Plecy nie muszą być nudnym tematem do fotografowania. Malin Bergman udowadnia, że odrobina stylizacji wystarczy, by przełamać nudę w autoportretach
Na początku jest dezorientacja: gdzie tu jest twarz, a gdzie plecy? Na pomysłowych autoportretach Malin Bergman wygląda jak damska wersja Kuzyna To z "Rodziny Addamsów", albo jak rudowłosa pani Yeti. Zdjęcia powstały minimalnym nakładem środków: składa się na nie autorka w różnych uczesaniach i strojach, zwyczajna ściana w tle, czasami rekwizyt - napój ze słomką albo "okulary" zrobione z pomarańczy.
Skąd wziął się pomysł Bergman? Ze znudzenia jednostajnością autoportretów, na których każdy stara się wyglądać jednakowo ślicznie, szczerząc się do obiektywu. Rude włosy naturalnie przyciagają zainteresowanie, dlaczego więc nie zrobić z nich głównych bohaterów zdjęcia?
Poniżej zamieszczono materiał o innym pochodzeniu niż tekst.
PR #1458, opened 2026-09-20
a11y: dialogs, landmarks, live regions, contrast, keyboard rebase and graph summary

ranjithrajv:
## Summary

Accessibility pass addressing the open checklist in #960, plus the surrounding gaps. No behavior/feature changes for sighted mouse users beyond slightly darker button/active colors and a visible focus ring.

## What changed

**Dialogs & focus**
- `role="dialog"` + `aria-modal="true"` on modals, with accessible names taken from their titles.
- Focus moves into a dialog on open and returns to the previous element on close; hidden dialogs are `aria-hidden` + `inert`, so they leave the accessibility tree.
- Window close controls are `role="button"`, focusable, and operable with Enter/Space.

**Landmarks & live regions**
- `role="main"` on the app shell, `<nav>` for the helper bar, labelled `region` for the terminal.
- Terminal output is a `role="log" aria-live="polite"` region, so command results are announced.

**Commit graph**
- The SVG is decorative (`aria-hidden`); a plain-text summary of HEAD/branches/tags/commits is published to a labelled region (`#a11yGraphSummary`) on every render and on engine-ready.

**Keyboard**
- Interactive-rebase entries gain **Move up / Move down** buttons and a pick/omit toggle with `aria-pressed`; order is model-authored and synced with jquery-ui drags.
- Global two-tone `:focus-visible` ring; `prefers-reduced-motion` handling for CSS motion.

**Contrast**
- Darker gradient and `:active` states for AA; larger helper text; omitted rebase rows are dimmed via a line-through + reduced opacity on the text only, keeping the controls at full contrast.

**i18n & tooling**
- New `a11y-*` strings; the graph summary is routed through `intl.str`.
- Fixed `checkStrings` key regex to accept digits (the `a11y-*` keys were falsely reported as unused).

**Models/tests**
- Extracted `RebaseEntry`/`RebaseEntryCollection` into a DOM-free module with specs (reorder, drag-order sync, clamping, pick/omit ordering).

## Verification
- `yarn test`: **384 specs, 0 failures**; `yarn lint`: 0 errors; `yarn lint:strings`: clean.
- Lighthouse accessibility: **100** on sandbox, level dialog, `help` alert, and level list.
- Fresh-load graph summary populates without any command.

## Notes / remaining
- The graph summary region is intentionally **not** a live region, to avoid double announcements with the terminal log.
- JS-driven graph animations are still not reduced under `prefers-reduced-motion` (CSS motion is); that's a WCAG AAA follow-up.
- New labels/strings ship `en_US` only (fall back to English); translations welcome.
- Real screen-reader passes (VoiceOver/NVDA) are still recommended on top of the automated audit.

Addresses #960.


src/js/intl/checkStrings.js
```diff
@@ -6,7 +6,7 @@ var readDirDeep = require('../util/readDirDeep').readDirDeep;
 var { strings } = require('../intl/strings');
 
 var canonicalLocale = 'en_US';
-var easyRegex = /intl\.str\(\s*'([a-zA-Z\-]+)'/g;
+var easyRegex = /intl\.str\(\s*'([a-zA-Z0-9\-]+)'/g;
```
pcottle, line 9: oh do we have intl strings with numbers in them? my bad. ah the `a11y` ones i see

src/js/util/a11y.js
```diff
@@ -0,0 +1,88 @@
+"use strict";
+
+var intl = require('../intl');
+
+/**
+ * Accessibility helpers for the commit graph.
+ *
+ * The graph is an SVG, which screen readers cannot meaningfully describe, so we
+ * publish a plain-text summary of the current tree into a labelled region that
```
pcottle, line 9: nice! maybe we could have some debug output into the console or something to see what this shows

src/js/util/constants.js
```diff
@@ -12,13 +12,19 @@ var VIEWPORT = {
   minHeight: 600
 };
 
+// Users who ask for reduced motion get near-instant graph updates instead of
+// the full animation. Read once at load; a mid-session change needs a reload.
```
pcottle, line 16: mid session change needing a reload is fine imo

src/js/views/index.js
```diff
@@ -227,6 +227,14 @@ class ModalView {
...
     this.el = document.createElement(this.tagName);
     this.el.className = this.className;
+    this.el.setAttribute('role', 'dialog');
+    this.el.setAttribute('aria-modal', 'true');
+    // hidden until shown; keeps it out of the accessibility tree
+    this.el.setAttribute('aria-hidden', 'true');
+    this.el.setAttribute('inert', '');
+    this.el.setAttribute('tabindex', '-1');
+    // dialogs need an accessible name; callers pass one via options.label
+    this.el.setAttribute('aria-label', options.label || intl.str('a11y-dialog'));
```
pcottle, line 237: could these be set in the html template rather than at runtime here? everything but the a11y string

src/js/views/index.js
```diff
@@ -294,12 +312,16 @@ class ModalView {
         if (child.classList.contains('modalView')) return;
         if (!child.hasAttribute('inert')) child.setAttribute('inert', '');
       });
+      this.el.removeAttribute('aria-hidden');
```
pcottle, line 315: oh i see we might be managing them, nm

src/js/visuals/index.js
```diff
@@ -435,12 +436,18 @@ GitVisuals.prototype.refreshTree = function(speed) {
 
   // this method can only be called after graphics are rendered
   this.fullCalc();
+  if (!this.gitEngine.isOrigin()) {
```
pcottle, line 439: we might need the same behavior on origin trees for the description, but im not 100% sure

src/js/util/a11y.js
pcottle:
```
document.getElementById('a11yGraphSummary').textContent
'HEAD is on branch main. Branches: main at C3. Commits: C0 (root); C1 after C0; C2 after C1; C3 after C2.'
```

cool!

pcottle:
Two small requests if thats ok:

1) add some tests for describe tree so it doesnt regress
2) right now the modal logic removes `inert` from every body child, which might not be safe (if some other child had inert for a specific reason). worth revisiting?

Zdjęcia Malin Bergman można zobaczyć na jej profilu na Instagramie (dla ciekawych - autorka odsłania tam też swoją twarz) - to kolejny dowód na to, że serwis ten przestał być banalną, gadżeciarską rozrywką dla ludzi chcących się pochwalić pianką na kawie, a zmienił się w ciekawą platformę dla nowych pomysłów. To tu dzisiaj warto szukać młodych fotografów - takich jak ci, którzy dziesięć lat temu masowo odkrywaliby lomografię, a dzisiaj bawią się filtrami w popularnej aplikacji, często z bardzo dobrym skutkiem.